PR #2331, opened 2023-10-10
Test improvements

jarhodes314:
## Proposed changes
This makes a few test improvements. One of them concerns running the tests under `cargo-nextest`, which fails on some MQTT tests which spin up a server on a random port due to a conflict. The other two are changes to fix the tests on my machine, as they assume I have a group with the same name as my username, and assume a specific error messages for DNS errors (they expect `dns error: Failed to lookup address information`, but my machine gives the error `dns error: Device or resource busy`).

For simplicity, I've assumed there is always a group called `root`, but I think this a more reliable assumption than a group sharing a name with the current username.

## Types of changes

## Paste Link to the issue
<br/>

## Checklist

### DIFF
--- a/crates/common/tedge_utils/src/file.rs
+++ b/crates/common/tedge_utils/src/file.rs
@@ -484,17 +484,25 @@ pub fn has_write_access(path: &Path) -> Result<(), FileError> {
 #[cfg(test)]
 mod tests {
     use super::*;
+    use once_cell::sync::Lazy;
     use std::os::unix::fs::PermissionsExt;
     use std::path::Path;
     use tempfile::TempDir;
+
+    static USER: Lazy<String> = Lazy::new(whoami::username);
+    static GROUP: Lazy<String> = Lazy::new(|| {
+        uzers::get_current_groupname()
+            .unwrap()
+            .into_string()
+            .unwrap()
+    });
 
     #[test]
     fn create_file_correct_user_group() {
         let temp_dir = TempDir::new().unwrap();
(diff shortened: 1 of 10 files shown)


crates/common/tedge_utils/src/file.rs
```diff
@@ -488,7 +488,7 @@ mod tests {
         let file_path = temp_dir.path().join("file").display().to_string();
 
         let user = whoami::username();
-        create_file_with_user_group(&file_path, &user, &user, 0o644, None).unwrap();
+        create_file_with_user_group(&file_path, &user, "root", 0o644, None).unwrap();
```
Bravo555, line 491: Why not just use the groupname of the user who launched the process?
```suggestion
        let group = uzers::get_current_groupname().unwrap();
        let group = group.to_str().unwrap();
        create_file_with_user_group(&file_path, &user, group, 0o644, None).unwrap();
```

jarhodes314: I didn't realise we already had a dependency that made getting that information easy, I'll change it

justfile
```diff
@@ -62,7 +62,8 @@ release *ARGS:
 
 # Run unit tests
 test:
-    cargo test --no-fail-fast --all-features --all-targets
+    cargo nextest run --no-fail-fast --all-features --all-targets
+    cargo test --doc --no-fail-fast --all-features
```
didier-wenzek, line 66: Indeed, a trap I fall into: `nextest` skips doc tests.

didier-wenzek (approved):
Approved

What this task involves: The full listing is to be copied verbatim.

Response area:
PR #2331, opened 2023-10-10
Test improvements

jarhodes314:
## Proposed changes
This makes a few test improvements. One of them concerns running the tests under `cargo-nextest`, which fails on some MQTT tests which spin up a server on a random port due to a conflict. The other two are changes to fix the tests on my machine, as they assume I have a group with the same name as my username, and assume a specific error messages for DNS errors (they expect `dns error: Failed to lookup address information`, but my machine gives the error `dns error: Device or resource busy`).

For simplicity, I've assumed there is always a group called `root`, but I think this a more reliable assumption than a group sharing a name with the current username.

## Types of changes

## Paste Link to the issue
<br/>

## Checklist

### DIFF
--- a/crates/common/tedge_utils/src/file.rs
+++ b/crates/common/tedge_utils/src/file.rs
@@ -484,17 +484,25 @@ pub fn has_write_access(path: &Path) -> Result<(), FileError> {
 #[cfg(test)]
 mod tests {
     use super::*;
+    use once_cell::sync::Lazy;
     use std::os::unix::fs::PermissionsExt;
     use std::path::Path;
     use tempfile::TempDir;
+
+    static USER: Lazy<String> = Lazy::new(whoami::username);
+    static GROUP: Lazy<String> = Lazy::new(|| {
+        uzers::get_current_groupname()
+            .unwrap()
+            .into_string()
+            .unwrap()
+    });
 
     #[test]
     fn create_file_correct_user_group() {
         let temp_dir = TempDir::new().unwrap();
(diff shortened: 1 of 10 files shown)


crates/common/tedge_utils/src/file.rs
```diff
@@ -488,7 +488,7 @@ mod tests {
         let file_path = temp_dir.path().join("file").display().to_string();
 
         let user = whoami::username();
-        create_file_with_user_group(&file_path, &user, &user, 0o644, None).unwrap();
+        create_file_with_user_group(&file_path, &user, "root", 0o644, None).unwrap();
```
Bravo555, line 491: Why not just use the groupname of the user who launched the process?
```suggestion
        let group = uzers::get_current_groupname().unwrap();
        let group = group.to_str().unwrap();
        create_file_with_user_group(&file_path, &user, group, 0o644, None).unwrap();
```

jarhodes314: I didn't realise we already had a dependency that made getting that information easy, I'll change it

justfile
```diff
@@ -62,7 +62,8 @@ release *ARGS:
 
 # Run unit tests
 test:
-    cargo test --no-fail-fast --all-features --all-targets
+    cargo nextest run --no-fail-fast --all-features --all-targets
+    cargo test --doc --no-fail-fast --all-features
```
didier-wenzek, line 66: Indeed, a trap I fall into: `nextest` skips doc tests.

didier-wenzek (approved):
Approved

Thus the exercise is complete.